Ma Enhao, Guo Xuan, Hu Mingda, Wang Penghua, Wang Xin, Wei Congwen, Cheng Gong
School of Basic Medical Science, Tsinghua University, 30 Shuangqing Rd., Haidian District, Beijing, 100084, China.
Institute of Infectious Diseases, Shenzhen Bay Laboratory, Guangqiao Rd., Guangming District, Shenzhen, Guangdong, 518000, China.
Signal Transduct Target Ther. 2024 Dec 23;9(1):353. doi: 10.1038/s41392-024-02066-x.
Modeling and predicting mutations are critical for COVID-19 and similar pandemic preparedness. However, existing predictive models have yet to integrate the regularity and randomness of viral mutations with minimal data requirements. Here, we develop a non-demanding language model utilizing both regularity and randomness to predict candidate SARS-CoV-2 variants and mutations that might prevail. We constructed the "grammatical frameworks" of the available S1 sequences for dimension reduction and semantic representation to grasp the model's latent regularity. The mutational profile, defined as the frequency of mutations, was introduced into the model to incorporate randomness. With this model, we successfully identified and validated several variants with significantly enhanced viral infectivity and immune evasion by wet-lab experiments. By inputting the sequence data from three different time points, we detected circulating strains or vital mutations for XBB.1.16, EG.5, JN.1, and BA.2.86 strains before their emergence. In addition, our results also predicted the previously unknown variants that may cause future epidemics. With both the data validation and experiment evidence, our study represents a fast-responding, concise, and promising language model, potentially generalizable to other viral pathogens, to forecast viral evolution and detect crucial hot mutation spots, thus warning the emerging variants that might raise public health concern.

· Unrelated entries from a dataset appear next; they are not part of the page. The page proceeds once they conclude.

PR #356, opened 2026-08-12
TEST - enable formatting - Update pre-commit trigger for pull requests in workflow

matt-pharr:
Enables a formatting test. Only merge when we are ready for every PR to fail if the formatter has not been run.


logan-nc:
@matt-pharr assign someone or mark as draft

对新冠病毒及类似大流行疾病的防范而言,对突变进行建模和预测至关重要。然而,现有的预测模型尚未将病毒突变的规律性和随机性与最少的数据需求相结合。在此,我们开发了一种要求不高的语言模型,它利用规律性和随机性来预测可能流行的新冠病毒变异株和突变。我们构建了可用S1序列的“语法框架”以进行降维和语义表示,从而掌握模型的潜在规律性。将定义为突变频率的突变图谱引入模型以纳入随机性。利用该模型,我们通过湿实验室实验成功识别并验证了几种具有显著增强的病毒感染力和免疫逃逸能力的变异株。通过输入来自三个不同时间点的序列数据,我们在XBB.1.16、EG.5、JN.1和BA.2.86毒株出现之前就检测到了它们的流行毒株或关键突变。此外,我们的结果还预测了可能导致未来疫情的此前未知的变异株。通过数据验证和实验证据,我们的研究展示了一个快速响应、简洁且有前景的语言模型,它可能适用于其他病毒病原体,以预测病毒进化并检测关键的热点突变位点,从而警示可能引发公众健康担忧的新出现变异株。